In-place rebuilding of a docker compose project with systemd
Posted on May 15, 2024 • 3 minutes • 443 words
The usual approach
If you do a search about how to run docker compose with systemd, you get something similar to this:
[Unit]
Description=Some docker compose service
Requires=docker.service
After=docker.service
[Service]
Type=oneshot
RemainAfterExit=true
WorkingDirectory=/path/to/project
ExecStart=/usr/bin/docker-compose up --build -d
ExecStop=/usr/bin/docker-compose down
[Install]
WantedBy=multi-user.target
While this works, it has some issues:
- No logs are output to the journal (all the logs for every container are on the docker daemon’s service, however)
- Restarting the service will take all the containers down before bringing them up again
There’s also no automated restarts if a container fails, but you should manage that with a restart policy on each service in the compose file .
A (slightly) better approach
One solution is to turn it into a regular unit so that we can use docker-compose up
to attach to the confiners and print the logs:
[Unit]
Description=Some docker compose service
Requires=docker.service
After=docker.service
[Service]
WorkingDirectory=/path/to/project
# wait for the containers to come up before the service is considered "started"
ExecStartPre=/usr/bin/docker-compose up --build --wait
# attach to the containers and print logs
ExecStart=/usr/bin/docker-compose up
# prevent docker-compose from bringing down the containers when restarting
RestartKillSignal=SIGKILL
[Install]
WantedBy=multi-user.target
Note the exclusion of an ExecStop
, instead we are relying on the SIGTERM sent when stopping the unit (this will gracefully stop the containers as expected).
This also lets us use SIGKILL when restarting the unit, which force stops our docker-compose up
- preventing it from stopping the containers when the service is restarted.
Unfortunately, stopping this way causes docker-compose to terminate with exit code 130, which systemd considers a failure:
% systemctl stop something
% systemctl status something
× something.service - Some docker compose service
Loaded: loaded (/usr/lib/systemd/system/something.service; enabled; preset: enabled)
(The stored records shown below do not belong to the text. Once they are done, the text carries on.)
PR #6992, opened 2025-09-04
feat(fees): enforce fee and warp route tokens to match

ltyu:
### Description
This PR enforces that each tokenFee.token matches the warp route token

### Related issues
- Fixes le/eng-2150-enforce-fee-and-warp-route-tokens-to-match

### Backward compatibility
Yes

### Testing
Manual/Unit Tests

## Summary by CodeRabbit

- Bug Fixes
  - Enforced token consistency: fee token addresses must match the main warp route token (including nested routing fee entries). Validation now yields clear errors for mismatches; native fee types are normalized to the zero address.

- Tests
  - Added tests covering linear and routing fee scenarios to ensure validation fails with descriptive errors when fee tokens differ.

- Chores
  - Added a changeset marking a minor SDK version bump.

### DIFF
--- a/typescript/sdk/src/token/types.test.ts
+++ b/typescript/sdk/src/token/types.test.ts
@@ -1,5 +1,5 @@
 import { expect } from 'chai';
-import { ethers } from 'ethers';
+import { constants, ethers } from 'ethers';
 
 import { assert } from '@hyperlane-xyz/utils';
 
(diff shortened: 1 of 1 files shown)


typescript/sdk/src/token/types.ts
```diff
@@ -309,10 +309,39 @@ export type HypTokenRouterConfigMailboxOptionalBase = z.infer<
...
-);
+export const HypTokenRouterConfigMailboxOptionalSchema = z
+  .preprocess(
+    preprocessWarpRouteDeployConfig,
+    HypTokenRouterConfigMailboxOptionalBaseSchema,
+  ) // Check that each tokenFee.token is the same as config.token
+  .transform((config, ctx) => {
+    if (!isCollateralTokenConfig(config) || !config.tokenFee) return config;
+
+    if (config.tokenFee.token !== config.token) {
```
xeno097, line 320: What happens if the deployment is for a native token? shouldn't we check in that case that the fee token is set to the 0 addy?

ltyu: good question.
this is the input schema so it is expected that `token` will be undefined _for both_  `config.token` and `config.tokenFee.token`. in other words, the existing native config does not have address 0, so it is not expected that config.tokenFee.token to be address 0. 

however, after parsing, we will populate fee.token to be address 0. ideally, both `config.token` and `config.tokenFee.token` are set to address 0 for consistency, but i believe it is fine for now.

Active: failed (Result: exit-code) since Wed 2024-05-15 19:42:33 CAT; 54s ago
Duration: 52.405s
Process: 77957 ExecStart=/usr/bin/docker-compose up (code=exited, status=130)
Main PID: 77957 (code=exited, status=130)
CPU: 1.425s
This could be silenced by putting a -
in front of the command so it reads ExecStart=-/usr/bin/docker-compose up
.
Alternatively, you could use a bash script to ignore only the 130 exit code:
#!/usr/bin/env bash
/usr/bin/docker-compose up
exit $(( $? == 130 ? 0 : $? ))
And run it from the systemd unit like ExecStart=/path/to/script.sh
A better approach
The exit code shenanigans can be avoided if we used docker-compose logs
for our main process instead:
[Unit]
Description=Some docker compose service
Requires=docker.service
After=docker.service
[Service]
WorkingDirectory=/path/to/project
ExecStartPre=/usr/bin/docker-compose up --build --wait
ExecStart=/usr/bin/docker-compose logs --follow -n 0
ExecStop=/usr/bin/docker-compose down
ExecReload=/usr/bin/docker-compose up --build --wait
[Install]
WantedBy=multi-user.target
This has the upside of keeping the expected behaviour of systemctl restart <service>
(“stop and then start again”).
The service can be reloaded using systemctl reload <service>
. Which will run ExecReload
without stopping the service beforehand.